→ Description of the task
Your answer must consist of every line from the data below that includes the word "shutdownNow".
Material to process section start
PR #946, opened 2022-01-03
Interrupt pollers when client disconnects

mmcshane:
## What was changed

Connects gRPC context cancellation up to the threads performing
long-polls on task queues so that when a client exits/dies and the
attendant connections go away, the polling threads are broken out of
their blocking polls.

Also adds queue closing into the mix so that closing a workflow store
will reconfigure the queues such that they no longer block and instead
always return an empty Optional.

## Why?

Allows an out-of-process test server to be reused by multiple test cases without needing to wait the ~60s for queue polling to timeout.

## Checklist

1. Closes 

2. How was this tested:

3. Any docs updates needed?

### DIFF
--- a/temporal-testing/src/main/java/io/temporal/internal/testservice/TestWorkflowService.java
+++ b/temporal-testing/src/main/java/io/temporal/internal/testservice/TestWorkflowService.java
@@ -109,10 +109,13 @@ import java.util.OptionalLong;
 import java.util.UUID;
 import java.util.concurrent.CompletableFuture;
 import java.util.concurrent.ExecutionException;
+import java.util.concurrent.Executors;
 import java.util.concurrent.ForkJoinPool;
+import java.util.concurrent.ScheduledExecutorService;
 import java.util.concurrent.TimeUnit;
 import java.util.concurrent.locks.Lock;
 import java.util.concurrent.locks.ReentrantLock;
+import java.util.function.Supplier;
 import org.slf4j.Logger;
 import org.slf4j.LoggerFactory;
 
@@ -133,6 +136,8 @@ public final class TestWorkflowService extends WorkflowServiceGrpc.WorkflowServi
   private final Server inProcessServer;
   private final TestWorkflowStore store;
   private final Client client;
+  private final ScheduledExecutorService backgroundScheduler =
+      Executors.newSingleThreadScheduledExecutor();
 
   private static class Client implements Closeable {
     public Client() {
@@ -260,6 +265,9 @@ public final class TestWorkflowService extends WorkflowServiceGrpc.WorkflowServi
   @Override
   public void close() {
     log.debug("Shutting down TestWorkflowService");
+
+    log.info("Shutting down background scheduler");
+    backgroundScheduler.shutdown();
 
     if (outOfProcessServer != null) {
       log.info("Shutting down out-of-process GRPC server");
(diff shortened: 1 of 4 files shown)


temporal-testing/src/main/java/io/temporal/internal/testservice/TestWorkflowService.java
```diff
@@ -133,6 +136,7 @@
   private final Server inProcessServer;
   private final TestWorkflowStore store;
   private final Client client;
+  private final ScheduledExecutorService bgSched = Executors.newSingleThreadScheduledExecutor();
```
Spikhalskiy, line 139: What is bg? Could we rename without the abbreviation?

temporal-testing/src/main/java/io/temporal/internal/testservice/TestWorkflowService.java
```diff
@@ -572,20 +581,46 @@ public void respondWorkflowTaskFailed(
     }
   }
 
+  private Context.CancellableContext deadlineCtx(final Duration dur) {
```
Spikhalskiy, line 584: We don't use `final` for method parameters if it's not needed (for example in case of using it in closure)

temporal-testing/src/main/java/io/temporal/internal/testservice/TestWorkflowService.java
Spikhalskiy, line 139: Please terminate in TestWorkflowService#close so it's not leaking

temporal-testing/src/main/java/io/temporal/internal/testservice/TestWorkflowStoreImpl.java
```diff
@@ -328,57 +323,32 @@ public void registerDelayedCallback(Duration delay, Runnable r) {
 
   @Override
   public Optional<PollWorkflowTaskQueueResponse.Builder> pollWorkflowTaskQueue(
-      PollWorkflowTaskQueueRequest pollRequest, Deadline deadline) {
-    TaskQueueId taskQueueId =
+      PollWorkflowTaskQueueRequest pollRequest) {
+    final TaskQueueId taskQueueId =
```
Spikhalskiy, line 327: Same here, this final doesn't do anything useful.

temporal-testing/src/main/java/io/temporal/internal/testservice/TestWorkflowService.java
```diff
@@ -572,20 +581,46 @@ public void respondWorkflowTaskFailed(
...
+   * @param <T> the result of calling the provided Supplier
+   * @return the result of calling the provided Supplier.
+   */
+  private <T> T withContextInterruption(final Context ctx, final Supplier<T> work) {
+    final Thread thread = Thread.currentThread();
+    final Context.CancellationListener interrupter = context -> thread.interrupt();
+    ctx.addListener(interrupter, this.bgSched);
+    final T out = work.get();
+    ctx.removeListener(interrupter);
+    Thread.interrupted(); // clears interrupted flag
```
Spikhalskiy, line 604: What if this thread was interrupted not by `interrupter`, but for some other reason? 
Or not only by `interrupter`, but for some other reason? (external shutdownNow on the corresponded thread pool)
We would lose the interrupted flag in this case.

Instead of this "interrupted hack", I would better make an explicit `AtomicBoolean cancelled` that will be set inside `interrupter`. 
And replace untimed .get() call with 
1. Timed get calls to `work`.
2. Checking canceling flag
3. Repeat until timeout is exeeded.

temporal-testing/src/main/java/io/temporal/internal/testservice/TestWorkflowStoreImpl.java
```diff
@@ -556,7 +526,17 @@ private WorkflowExecutionInfo constructWorkflowExecutionInfo(
...
   public void close() {
-    isShuttingDown = true;
-    timerService.shutdown();
+    lock.lock();
+    try {
+      if (isShuttingDown) {
+        return;
+      }
+      isShuttingDown = true;
+      activityTaskQueues.values().forEach(TaskQueue::close);
```
Spikhalskiy, line 535: I'm not sure what problem does the closing of TaskQueue solves (and the existence of `TaskQueue`).
It looks like we close them when we close the whole TestService only. The first thing we do when we close 


TestService actually stops GRPC's Server and corresponding Client. This should trigger interruption of the thread waiting on the long polls and prevention of anything new to be added to the queues too. 

Is this broken somehow? Was it maybe broken by this newly added `withContextInterruption` that swallows interrupted flag that is installed not by `interrupter`?
Let's maybe fix `withContextInterruption` and reevaluate the need for TaskQueue after that?

Spikhalskiy (changes requested):
I feel that the added `withContextInterruption` swallows interruptions caused by TestService closing thinking that it's an interruption from context cancelation. Which leads to the addition of TaskQueue.
I do understand the purpose of `withContextInterruption`, but the way how it's implemented caused a bug which in turn is addressed by `TaskQueue` bandaid. 
I think if `withContextInterruption` is reworked to another way of passing cancellations using a timed spin loop with a condition check, there will be no need in TaskQueue, because it will stop swallowing interruptions from the shutdown.
It's a good idea anyway because usage of thread interruptions as a signal is not intended usage of interruptions.

temporal-testing/src/main/java/io/temporal/internal/testservice/TestWorkflowService.java
```diff
@@ -572,20 +581,46 @@ public void respondWorkflowTaskFailed(
...
+  /**
+   * Execute blocking function but use the supplied Context to trigger an interrupt of the current
+   * thread in the case that the Context is cancelled.
+   *
+   * @param ctx the context that may be canceled while this thread is blocked in work
+   * @param work the blocking work to perform
+   * @param <T> the result of calling the provided Supplier
+   * @return the result of calling the provided Supplier.
+   */
+  private <T> T withContextInterruption(final Context ctx, final Supplier<T> work) {
```
Spikhalskiy, line 598: It looks like it should be "withContextCancellation"? because we handle context cancellation here. 
Or "withThreadInterruption"? But this looks wrong. It looks like thread interruption is an implementation detail.

temporal-testing/src/main/java/io/temporal/internal/testservice/TestWorkflowService.java
mmcshane: That's more or less what the original code did (but it only did it for a duration timeout, not for context cancellation). The reason I didn't double-down on this approach is that the timing and timeout management gets messy. It's difficult (impossible?) to pick a poll time that won't just spin the CPUs but also breaks out of the poll fast enough that the next test execution doesn't fail. All of this is really about getting this poll thread out of the way in time for the next test to execute.

Having said all that, interruption is far from perfect. You're right that this call could clear an interrupt state that wasn't actually created by the Interrupter context listener and for that reason I'd be fine with removing this line altogether. I don't _think_ there's a way to guarantee some sort of interrupt-if-not-already-interrupted call or atomically interrupt the thread _and_ flip a bit in the Interrupter such that we could tell that it was indeed the cause of the interrupt (but if anyone can think of anything ...).

Given the drawbacks, I submit that interruption is the better of two flawed approaches but I think I can be convinced the other way

temporal-testing/src/main/java/io/temporal/internal/testservice/TestWorkflowStoreImpl.java
mmcshane: Well this may be rather more than is needed but the thinking here is that there are 3 ways to stop a grpc-java server
1. `shutdown()` which does _not_ interrupt in-flight RPCs
2. `shutdownNow()` which _does_ interrupt in-flight RPCs
3. Just exit the process

Right now we appear to do number three when running out-of-proc. But I take your point - it would be preferable to have appropriate startup/shutdown code.

temporal-testing/src/main/java/io/temporal/internal/testservice/TestWorkflowService.java
mmcshane: Just though of a way to achieve a preemptible queue poll without using `Thread.interrupt()` or spinning. Working through it now ... ~50% confident it will work :crossed_fingers:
Material to process section end
→ Expected output
Or not only by `interrupter`, but for some other reason? (external shutdownNow on the corresponded thread pool)
2. `shutdownNow()` which _does_ interrupt in-flight RPCs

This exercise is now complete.